## Work order:
Working from the top of the records below, reproduce each line exactly, ending once you have written the line containing "-32,6 +33,8 @@".

-- -- --

PR #1746, opened 2022-12-08
WIP: Add a `/etc/containers/auth.json`

cgwalters:
A long-running tension in the docker/podman land is around running as a system service versus being executed by a user. (Specifically a "login user", i.e. a Unix user that can be logged
 into via `ssh` etc.)

 For login users, it makes total sense to configure the container
 runtime in `$HOME`.

 But for system services (e.g. code executed by systemd) it
 is generally a bad idea to access or read the `/root` home
 directory.  On image based systems, `/root` may be dynamically
 mutable state in contrast to `/etc` which may be managed
 by OS upgrades, or even be read-only.

 For these reasons, let's introduce `/etc/contaners/auth.json`.
 If it is present, and the current process is executing in
 systemd, it will be preferred.  (There's some further logic
 around this that is explained in the manpage; please see that
 for details)

cc https://github.com/coreos/rpm-ostree/issues/4180

### DIFF
--- a/pkg/docker/config/config.go
+++ b/pkg/docker/config/config.go
@@ -5,6 +5,7 @@ import (
 	"encoding/json"
 	"errors"
 	"fmt"
+	"io"
 	"os"
 	"os/exec"
 	"path/filepath"
@@ -32,6 +33,8 @@ type dockerConfigFile struct {
 	CredHelpers map[string]string           `json:"credHelpers,omitempty"`
 }
 
+// systemPath is the global auth path preferred for systemd services.
+var systemPath = authPath{path: filepath.FromSlash("/etc/containers/auth.json"), legacyFormat: false, requireUserOnly: true}
 var (
 	defaultPerUIDPathFormat = filepath.FromSlash("/run/containers/%d/auth.json")
 	xdgConfigHomePath       = filepath.FromSlash("containers/auth.json")
@@ -53,6 +56,8 @@ var (
 type authPath struct {
 	path         string
 	legacyFormat bool
+	// requireUserOnly will cause the file to be ignored if it is readable by group or other
+	requireUserOnly bool
 }
 
 // newAuthPathDefault constructs an authPath in non-legacy format.
@@ -215,7 +220,21 @@ func GetAllCredentials(sys *types.SystemContext) (map[string]types.DockerAuthCon
 // The homeDir parameter should always be homedir.Get(), and is only intended to be overridden
 // by tests.
 func getAuthFilePaths(sys *types.SystemContext, homeDir string) []authPath {
+	runningInSystemd := os.Getenv("INVOCATION_ID") != ""
+	runningAsRoot := os.Getuid() == 0
+	runningSystemdPrivileged := runningInSystemd && runningAsRoot
+
 	paths := []authPath{}
+
+	haveExplicitConfig := sys != nil && (sys.AuthFilePath != "" || sys.LegacyFormatAuthFilePath != "")
+
+	// If we're in systemd, prefer the global auth path first.
+	insertedGlobalPath := false
+	if !haveExplicitConfig && runningSystemdPrivileged {
+		paths = append(paths, systemPath)
+		insertedGlobalPath = true
+	}
+
 	pathToAuth, err := getPathToAuth(sys)
 	if err == nil {
 		paths = append(paths, pathToAuth)
@@ -225,7 +244,7 @@ func getAuthFilePaths(sys *types.SystemContext, homeDir string) []authPath {
 		// Logging the error as a warning instead and moving on to pulling the image
 		logrus.Warnf("%v: Trying to pull image in the event that it is a public image.", err)
 	}
-	if sys == nil || (sys.AuthFilePath == "" && sys.LegacyFormatAuthFilePath == "") {
+	if !haveExplicitConfig {
 		xdgCfgHome := os.Getenv("XDG_CONFIG_HOME")
 		if xdgCfgHome == "" {
 			xdgCfgHome = filepath.Join(homeDir, ".config")
@@ -241,6 +260,12 @@ func getAuthFilePaths(sys *types.SystemContext, homeDir string) []authPath {
 		paths = append(paths,
 			authPath{path: filepath.Join(homeDir, dockerLegacyHomePath), legacyFormat: true},
 		)
+		// If we didn't already insert the global path, do it at the end if we're running as root.
+		// This will ensure the same semantics for code executed as systemd units and run
+		// from an interactive shell (as root) as long as there's no user-root owned configs.
+		if !insertedGlobalPath && runningAsRoot {
+			paths = append(paths, systemPath)
+		}
 	}
 	return paths
 }
@@ -552,13 +577,28 @@ func getPathToAuthWithOS(sys *types.SystemContext, goOS string) (authPath, error
 func (path authPath) parse() (dockerConfigFile, error) {
 	var auths dockerConfigFile
 
-	raw, err := os.ReadFile(path.path)
+	f, err := os.Open(path.path)
 	if err != nil {
 		if os.IsNotExist(err) {
 			auths.AuthConfigs = map[string]dockerAuthConfig{}
 			return auths, nil
 		}
 		return dockerConfigFile{}, err
+	}
+	defer f.Close()
+	if path.requireUserOnly {
+		st, err := f.Stat()
+		if err != nil {
+			return dockerConfigFile{}, fmt.Errorf("stat %s: %w", path.path, err)
+		}
+		perms := st.Mode().Perm()
+		if (perms & 044) > 0 {
+			return dockerConfigFile{}, fmt.Errorf("refusing to process %s with group or world read permissions", path.path)
+		}
+	}
+	raw, err := io.ReadAll(f)
+	if err != nil {
+		return dockerConfigFile{}, fmt.Errorf("reading %s: %w", path.path, err)
 	}
 
 	if path.legacyFormat {
--- a/docs/containers-auth.json.5.md
+++ b/docs/containers-auth.json.5.md
@@ -6,15 +6,20 @@ containers-auth.json - syntax for the registry authentication file
 # DESCRIPTION
 
 A credentials file in JSON format used to authenticate against container image registries.
-The primary (read/write) file is stored at `${XDG_RUNTIME_DIR}/containers/auth.json` on Linux;
+The primary (read/write) per-user file is stored at `${XDG_RUNTIME_DIR}/containers/auth.json` on Linux;
 on Windows and macOS, at `$HOME/.config/containers/auth.json`.
 
-When searching for the credential for a registry, the following files will be read in sequence until the valid credential is found:
+There is also a system-global `/etc/containers/auth.json` path.  When the current process is executing inside systemd as root, this path will be preferred.
+
+When running as a user and searching for the credential for a registry, the following files will be read in sequence until the valid credential is found:
 first reading the primary (read/write) file, or the explicit override using an option of the calling application.
 If credentials are not present, search in `${XDG_CONFIG_HOME}/containers/auth.json` (usually `~/.config/containers/auth.json`), `$HOME/.docker/config.json`, `$HOME/.dockercfg`.
 
+If the current process is not running in systemd, but is running as root, the system global path will be read last.
+
 Except the primary (read/write) file, other files are read-only, unless the user use an option of the calling application explicitly points at it as an override.
 
+Note that the `/etc/containers/auth.json` file must not be readable by group or world (i.e. mode `044`), or a fatal error will occur.
 
 ## FORMAT
 


cgwalters:
Specifically for example I plan to ensure that bootc to reads this file and *not* `/root/.docker` etc by default.  For podman to ensure maximum compatibility I think we need to *add* this file into the set.

cgwalters:
(Lightly tested with an override to point skopeo at this)

cgwalters:
For OpenShift I think it would make sense to have `/var/lib/kubelet/config.json` be a symlink to `/etc/containers/auth.json`.  This would fix a pile of [long-running hacks that hardcode `podman run --authfile=/var/lib/kubelet/config.json`](https://github.com/openshift/machine-config-operator/blob/357b1a792721ec86ebbacb0e19b1d0f292399b45/templates/common/_base/units/machine-config-daemon-pull.service.yaml#L20).

pkg/docker/config/config.go
```diff
@@ -204,7 +208,17 @@ func GetAllCredentials(sys *types.SystemContext) (map[string]types.DockerAuthCon
...
 // by tests.
 func getAuthFilePaths(sys *types.SystemContext, homeDir string) []authPath {
+	runningInSystemd := os.Getenv("INVOCATION_ID") != ""
+	runningAsRoot := os.Getuid() == 0
+	runningSystemdPrivileged := runningInSystemd && runningAsRoot
+
 	paths := []authPath{}
+
+	// If we're in systemd, prefer the global auth path first.
+	if runningSystemdPrivileged {
```
mtrmac, line 218: The explicit caller’s configuration from `types.SystemContext` should be preferred over any built-in defaults.

pkg/docker/config/config.go
```diff
@@ -204,7 +208,17 @@ func GetAllCredentials(sys *types.SystemContext) (map[string]types.DockerAuthCon
 // The homeDir parameter should always be homedir.Get(), and is only intended to be overridden
 // by tests.
 func getAuthFilePaths(sys *types.SystemContext, homeDir string) []authPath {
```
mtrmac, line 210: Adding the new paths to this function means that writers would never write to `systemPath` without a specific override; is that intended?

I think that’s actually a good idea, so that `root`’s interactive login doesn’t write to a noninteractively-used file, but it should be documented.

pkg/docker/config/config.go
```diff
@@ -35,9 +36,12 @@ type dockerConfigFile struct {
 type authPath struct {
 	path         string
 	legacyFormat bool
+	// requireUserOnly will cause the file to be ignored if it is readable by group or other
+	requireUserOnly bool
```
mtrmac, line 40: This is never set AFAICS

mtrmac (commented):
Thanks! Using a PR to discuss the details is definitely helpful. Just a quick first impression for now.

---

> For OpenShift I think it would make sense to have `/var/lib/kubelet/config.json` be a symlink to `/etc/containers/auth.json`.

Yes, if there is any kind of computer where having a system-wide credentials file makes sense, an OpenShift node should be that. OTOH does this mean we are giving up on some SELinux restrictions on `root`? The `/etc/containers` path is necessarily unrestricted. I didn’t look into how the Kubelet is, or isn’t restricted.

Maybe do it the other way, and symlink `/etc/containers/auth.json` to the Kubelet path.

cgwalters:
> OTOH does this mean we are giving up on some SELinux restrictions on root? The /etc/containers path is necessarily unrestricted. I didn’t look into how the Kubelet is, or isn’t restricted.

Good question.  Today,

```
$ ll -Z /etc/containers/
total 12
drwxr-xr-x. 1 root root system_u:object_r:etc_t:s0        0 Oct  6 15:46 certs.d
drwx------. 1 root root unconfined_u:object_r:etc_t:s0   26 Oct 30 17:55 networks
drwxr-xr-x. 1 root root system_u:object_r:etc_t:s0       14 Oct  6 15:46 oci
-rw-r--r--. 1 root root system_u:object_r:etc_t:s0      569 Oct  6 15:46 policy.json
-rw-r--r--. 1 root root system_u:object_r:etc_t:s0     3897 Oct  6 15:46 registries.conf
drwxr-xr-x. 1 root root system_u:object_r:etc_t:s0       38 Oct  6 15:46 registries.conf.d
drwxr-xr-x. 1 root root system_u:object_r:etc_t:s0      132 Nov 17 19:53 registries.d
-rw-r--r--. 1 root root system_u:object_r:etc_t:s0      699 Dec  9  2021 toolbox.conf
```

It could make sense to introduce a dedicated `container_auth_t` or so.  But we can do that even inside `/etc/containers`.  Or, we could have it be in `/etc/containers/secrets` and label the directory for future expansion - and if we do that it'd make sense to have the dir *also* mode `0700` for example for stock DAC protections.

cgwalters:
A variant of this is that we could:

- Just add a change to the man page here which documents the possible existence of `/etc/containers/auth.json`
- I change bootc to use it by default

This I think would get about 45% of the value with 1% of the work.

mtrmac:
I’m not thinking so much a matter of whether we could isolate this in `root` with SELinux in _principle_, it’s more that we can’t do that _effectively_: once `/etc/containers/…auth.json` becomes the Podman default for `root`, all plausible SELinux contexts that could run Podman must be allowed to access that file. The only way to truly isolate is to have more isolated files, i.e. not the system-wide `/etc/containers/*`.

But that’s just me rehashing the previous discussion, I guess. It seems to me that single-purpose appliances can use `/etc/containers`, traditional multi-user multi-purpose UNIX servers shouldn’t set it up at all, and should continue to use whatever they are doing now.

mtrmac:
> A variant of this is that we could: …

Overall, so far I’m not convinced that adding this default path is _clearly worthwhile_. But it’s useful enough in some contexts that I’m fine with it being added.

cgwalters:
> I’m not thinking so much whether we could isolate this in root with SELinux in principle, it’s more that we can’t do that effectively: once /etc/containers/…auth.json becomes the Podman default for root, all plausible SELinux contexts that could run Podman must be allowed to access that file.

I think it is possible because today most invocations of podman are going to start from `unconfined_t` or `init_t`, and we'd be sure that those contexts are allowed to access the file.  The value of the distinct context is that lesser-privileged domains (say `NetworkManager_t`) would not be able to read it by default.

> But that’s just me rehashing the previous discussion, I guess. It seems to me that single-purpose appliances can use /etc/containers, traditional multi-user multi-purpose UNIX servers shouldn’t set it up at all, and should continue to use whatever they are doing now.

Well, we have to account for mixed setups.  For example, a valid user story here is a company/organization deploying Linux desktop systems using `bootc` and having that system upgrade use one pull secret, which would be distinct from the secret they use (today) in `$HOME` or `/root` for their application containers.

So I see this as just adding a dedicated file for "the system" without conflicting with any optional setup.  

> Overall, so far I’m not convinced that adding this default path is clearly worthwhile. But it’s useful enough in some contexts that I’m fine with it being added.

Thanks; this is a useful debate to have for sure because once added, it can't be removed and so there's long term maintenance implications for sure.

mtrmac:
> I think it is possible because today most invocations of podman are going to start from `unconfined_t` or `init_t`, and we'd be sure that those contexts are allowed to access the file. The value of the distinct context is that lesser-privileged domains (say `NetworkManager_t`) would not be able to read it by default.

(BTW OpenShift, at least in some versions, runs Podman from inside a NetworkManager hook… it’s containers all the way down.)

cgwalters:
> At this point it seems useful to make readJSONFile, findCredentialsInFile (and other functions?) methods on authPath, instead of passing the individual parameters; ideally in a separate commit.

Done in https://github.com/containers/image/pull/1765
(unit tests don't quite pass for me locally, but they fail in the same way without this.  They seem to assume some global state)

mtrmac:
> 
(unit tests don't quite pass for me locally, but they fail in the same way without this. They seem to assume some global state)

I wouldn’t be too surprised if they were insufficiently isolated from the per-user state. If so, that’s not intentional.

pkg/docker/config/config.go
cgwalters: It looks like you partially addressed this with https://github.com/containers/image/pull/1751 - I built on that, though this is getting messier.

pkg/docker/config/config.go
```diff
@@ -538,17 +560,32 @@ func getPathToAuthWithOS(sys *types.SystemContext, goOS string) (string, bool, e
...
 	}
+	defer f.Close()
+	if requireUserOnly {
+		st, err := f.Stat()
+		if err != nil {
+			return dockerConfigFile{}, fmt.Errorf("stat %s: %w", path, err)
+		}
+		perms := st.Mode().Perm()
+		if (perms & 04) > 0 {
+			return dockerConfigFile{}, fmt.Errorf("refusing to process %s with world read permissions", path)
```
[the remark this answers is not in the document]
cgwalters: For now I chose to error on group/world read permissions.  Forcing 0600 also forces write permissions, but I can imagine cases where one might not want that.  (Not that it really matters because root usually has `CAP_DAC_OVERRIDE`)

cgwalters:
> (BTW OpenShift, at least in some versions, runs Podman from inside a NetworkManager hook… it’s containers all the way down.)

Yeah true :cry: 

But an attempt to default SELinux confine NetworkManager hooks IIRC failed, and I think the status quo there is the default is unconfined.

cgwalters:
OK I rebased :surfer: this - it's definitely cleaner on top of https://github.com/containers/image/pull/1765

Fixed some comments and issues, but still more to do.

pkg/docker/config/config.go
```diff
@@ -552,14 +577,29 @@ func getPathToAuthWithOS(sys *types.SystemContext, goOS string) (authPath, error
...
 		return dockerConfigFile{}, err
 	}
+	defer f.Close()
+	if path.requireUserOnly {
+		st, err := f.Stat()
+		if err != nil {
+			return dockerConfigFile{}, fmt.Errorf("stat %s: %w", path.path, err)
+		}
+		perms := st.Mode().Perm()
+		if (perms & 044) > 0 {
```
mtrmac, line 595: `!= 0` seems a better fit with the “bit set” format.

pkg/docker/config/config.go
mtrmac: Looking back at #1751, that duplication really wasn’t a good idea. #1772 should help.

cgwalters:
We might also want to investigate https://systemd.io/CREDENTIALS/ here.

cgwalters:
I recently came across https://access.redhat.com/solutions/7002142 which has a really bad suggestion for how to make `podman login` persist.  I do think this PR still makes sense; will try to rebase at some point soon and pick this back up.

vrothberg:
@cgwalters, what are your thoughts on this issue today?

I am carefully walking over the bootc docs and think that the [status quo](http://localhost:8080/bootc/container-pull-secrets/#_unifying_bootc_and_podman_credentials) does not offer a good UX.  Having an `/etc/containers/auth.json` seems like an intuitive way forward but maybe some conversations have changed direction in the meantime.

I didn't read the code yet but would expect that `/etc/containers/auth.json` is only used for reading credentials?

rhatdan:
What would the protections on that file be by default 600 would be my suggestion, and then people who wanted to share it with non root users could open it up, since it has a non encrypted password embedded in it.

cgwalters:
> @cgwalters, what are your thoughts on this issue today?

Oh yes I think we should definitely still do this.

mtrmac:
> I am carefully walking over the bootc docs and think that the status quo does not offer a good UX.

@vrothberg That link isn’t publicly available

mtrmac:
My thoughts in general:

- I don’t really see value in a systemd-service-specific feature, the way this PR works now. A systemd service can be reasonably (and with things like Quadlet, quite easily and in an automated way!) set up to have its own service-specific secret file, and to pass `--authfile` to _only_ use those credentials instead of whatever else is in the environment. Making it the default workflow to use an explicit `--authfile` is attractive to me.
- I don’t feel strongly about a system-wide `/etc/containers/auth.json` read by _everything_. There are systems where “everything has access to a credential” can be valuable, and certainly easier than manually managing credentials in all relevant contexts. OTOH it needs to be constrained to such specific single-purpose systems, it should never be the _default_ way flexible systems are built. (In particular, ISV’s software installation instructions for generally-applicable software should _never_ tell users to put credentials into a system-readable file.) So… this would make work a tiny bit easier for users who are already doing a _lot_ of work to build a single-purpose appliance anyway.
- We’ve had a conversation about RHEL subscription management automatically setting up registry credentials. Now for that, we _do_ need a system-wide config file — but it also probably should not be a _single_ file, but a `*.d` directory, so that it can be managed per-repo (per product subscription) without conflicts. Or, alternatively, we would have to figure out local locking (#1365 ), and ensure that _everything_ follows the rules — supporting `*.d` seems easier.

cgwalters:
I'd agree that in the general case of per-image/per-service pull secrets makes total sense. 

But I do feel for people trying out container-based systems at a smaller scale (especially the important proof-of-concept phase), it's highly likely they start with just one authenticated registry and they'd be perfectly fine with a global secret to start (especially one that applied to bootc and podman), with the ability to override for individual images being the next step.

> but it also probably should not be a single file, but a *.d directory, so that it can be managed per-repo (per product subscription) without conflicts. 

This would definitely be nice indeed. For clarity and completeness, this would hopefully really be having an auth file stack that implemented the https://uapi-group.org/specifications/specs/configuration_files_specification/

mtrmac:
> For clarity and completeness, this would hopefully really be having an auth file stack that implemented the https://uapi-group.org/specifications/specs/configuration_files_specification/

As long as they are at the end of the search list = do not incur a cost for applications with more explicit credential locations, why not.

cgwalters:
I randomly came across https://docs.redhat.com/en/documentation/red_hat_enterprise_linux/8/html-single/composing_a_customized_rhel_system_image/index#con_the-container-registry-credentials_assembly_pushing-a-container-to-a-register-and-embedding-it-into-a-image today which created another path for pull secrets - if I had to guess at the rationale it'd be similar.

mtrmac:
That looks like a single application having a place to configure credentials used for that application (and, of course, it’s fine for such things to exist); if that expresses a need for need for a system-wide credential store, I don’t know enough to see it.

cgwalters:
I do continue to think that many simple use cases would be happy with a default global path and
if we had a global .d directory, we would have at least referenced it from that doc as an option versus an app-specific path.

cgwalters:
Closing in favor of https://github.com/containers/image/pull/2600 where development continues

-- -- --

## Exercise response:
PR #1746, opened 2022-12-08
WIP: Add a `/etc/containers/auth.json`

cgwalters:
A long-running tension in the docker/podman land is around running as a system service versus being executed by a user. (Specifically a "login user", i.e. a Unix user that can be logged
 into via `ssh` etc.)

 For login users, it makes total sense to configure the container
 runtime in `$HOME`.

 But for system services (e.g. code executed by systemd) it
 is generally a bad idea to access or read the `/root` home
 directory.  On image based systems, `/root` may be dynamically
 mutable state in contrast to `/etc` which may be managed
 by OS upgrades, or even be read-only.

 For these reasons, let's introduce `/etc/contaners/auth.json`.
 If it is present, and the current process is executing in
 systemd, it will be preferred.  (There's some further logic
 around this that is explained in the manpage; please see that
 for details)

cc https://github.com/coreos/rpm-ostree/issues/4180

### DIFF
--- a/pkg/docker/config/config.go
+++ b/pkg/docker/config/config.go
@@ -5,6 +5,7 @@ import (
 	"encoding/json"
 	"errors"
 	"fmt"
+	"io"
 	"os"
 	"os/exec"
 	"path/filepath"
@@ -32,6 +33,8 @@ type dockerConfigFile struct {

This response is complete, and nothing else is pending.